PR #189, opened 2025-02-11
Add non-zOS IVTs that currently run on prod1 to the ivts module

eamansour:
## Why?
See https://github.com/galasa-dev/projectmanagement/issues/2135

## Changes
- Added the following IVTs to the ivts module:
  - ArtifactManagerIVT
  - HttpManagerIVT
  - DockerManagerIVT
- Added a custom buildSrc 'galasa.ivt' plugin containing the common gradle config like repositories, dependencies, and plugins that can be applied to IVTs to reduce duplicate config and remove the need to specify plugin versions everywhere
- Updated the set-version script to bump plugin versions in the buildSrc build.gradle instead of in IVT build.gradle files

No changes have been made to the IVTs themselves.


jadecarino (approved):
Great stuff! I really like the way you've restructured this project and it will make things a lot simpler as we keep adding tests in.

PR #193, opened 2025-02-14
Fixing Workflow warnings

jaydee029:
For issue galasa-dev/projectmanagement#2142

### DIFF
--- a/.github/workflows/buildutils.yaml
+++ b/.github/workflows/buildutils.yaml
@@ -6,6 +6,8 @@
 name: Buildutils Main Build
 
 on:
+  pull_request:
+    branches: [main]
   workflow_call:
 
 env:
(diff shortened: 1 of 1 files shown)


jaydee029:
----
**Work to be completed**.
I'd like the entries above reproduced in full, exactly as they stand.

**Exercise result**.
PR #189, opened 2025-02-11
Add non-zOS IVTs that currently run on prod1 to the ivts module

eamansour:
## Why?
See https://github.com/galasa-dev/projectmanagement/issues/2135

## Changes
- Added the following IVTs to the ivts module:
  - ArtifactManagerIVT
  - HttpManagerIVT
  - DockerManagerIVT
- Added a custom buildSrc 'galasa.ivt' plugin containing the common gradle config like repositories, dependencies, and plugins that can be applied to IVTs to reduce duplicate config and remove the need to specify plugin versions everywhere
- Updated the set-version script to bump plugin versions in the buildSrc build.gradle instead of in IVT build.gradle files

No changes have been made to the IVTs themselves.


jadecarino (approved):
Great stuff! I really like the way you've restructured this project and it will make things a lot simpler as we keep adding tests in.

PR #193, opened 2025-02-14
Fixing Workflow warnings

jaydee029:
For issue galasa-dev/projectmanagement#2142

### DIFF
--- a/.github/workflows/buildutils.yaml
+++ b/.github/workflows/buildutils.yaml
@@ -6,6 +6,8 @@
 name: Buildutils Main Build
 
 on:
+  pull_request:
+    branches: [main]
   workflow_call:
 
 env:
(diff shortened: 1 of 1 files shown)


jaydee029:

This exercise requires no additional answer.